The concept of T-shaped skills was first introduced over 20 years ago, but its importance, - to both individuals and organizations, - has continued to rise. A growing number of articles have been extolling the value of T-shaped professionals , that is, individuals who combine deep cognitive, analytical, and/or technical skills in a specific discipline, with broad multidisciplinary, social skills.
As described by IDEO CEO Tim Brown : “The vertical stroke of the T is a depth of skill that allows them to contribute to the creative process. That can be from any number of different fields: an industrial designer, an architect, a social scientist, a business specialist or a mechanical engineer. The horizontal stroke of the T is the disposition for collaboration across disciplines.”
T-shaped skills are increasingly valued in the marketplace.
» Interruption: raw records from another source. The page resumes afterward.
PR #1100, opened 2026-04-15
fix: return 404 for unknown custom-domain token mint failures

kwakayama:
## Summary
- return 404 instead of 502 when custom-domain token minting reports `Project not found for domain`
- cover the regression with a proxy handler test
- preserve existing 502 behavior when there is truly no token source available

## Evidence
Production logs at 2026-04-15 21:52 UTC showed repeated errors like:
- `502 GET /wsa.php`
- `Cannot process custom domain without token`
- `OAuth token request failed: 400 - {"error":"Project not found for domain"}`

Those requests targeted `react.veryfront.com`, which is not configured to a project. That should be a clean 404, not a proxy auth failure.

## Validation
- `deno test --no-check --allow-all src/proxy/handler.test.ts src/proxy/token-priority.test.ts`
- `deno task test --headless` currently fails immediately on this toolchain because the underlying `deno test` task does not accept `--headless`; I also started `deno task test` to validate the wider suite, but stopped it after the relevant proxy regression coverage had passed.

### DIFF
--- a/src/proxy/handler.test.ts
+++ b/src/proxy/handler.test.ts
@@ -184,6 +184,46 @@ describe("Proxy Handler", () => {
       await handler.close();
     });
 
+    // Regression test for the ai-chatbot.veryfront.com incident (#1054): bare
+    // {slug}.veryfront.com is intentionally unsupported, so the handler treats it as a
+    // custom domain, the token mint returns "Project not found for domain", and the
+    // user previously saw a misleading 502. Must resolve to a clean 404.
+    it("returns 404 when custom domain token mint reports no project for domain", async () => {
+      const { server, port } = createMockServer((req: Request) => {
+        const { pathname } = new URL(req.url);
+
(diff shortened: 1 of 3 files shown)


kwakayama:
Superseded by #1055.

The diff in this PR is byte-identical to commit `221072fbe` on the #1055 branch — same `isMissingCustomDomainProjectError` helper, same API source-string comment, same test with `ai-chatbot.veryfront.com`, and the `domain-parser.ts` tombstone comment here literally references "(PR #1055)". This branch was derived from #1055's tip.

#1055 is queued for auto-merge; it will also fix the `react.veryfront.com` incident that prompted this PR.

The pattern of recurring customer hits on the unsupported bare `{slug}.veryfront.com` form (`builder` → `ai-chatbot` → `react` in 3 days) is tracked in a new issue for a helpful 404 body suggesting the `.production.` migration path.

For example, a recent paper by Harvard professor David Deming showed that labor markets have been rewarding individuals with strong social skills , that is, with interpersonal skills that facilitate interactions and communications with others. Deming’s research showed that since 1980, social-skill intensive occupations have enjoyed most of the employment growth across the whole wage spectrum. Employment and wage growth have been particularly strong in jobs requiring both high cognitive and high social skills. But since 2000, they have fallen in occupations with high cognitive but low social skill requirements, - “suggesting that cognitive skills are increasingly a necessary but not sufficient condition for obtaining a high-paying job.”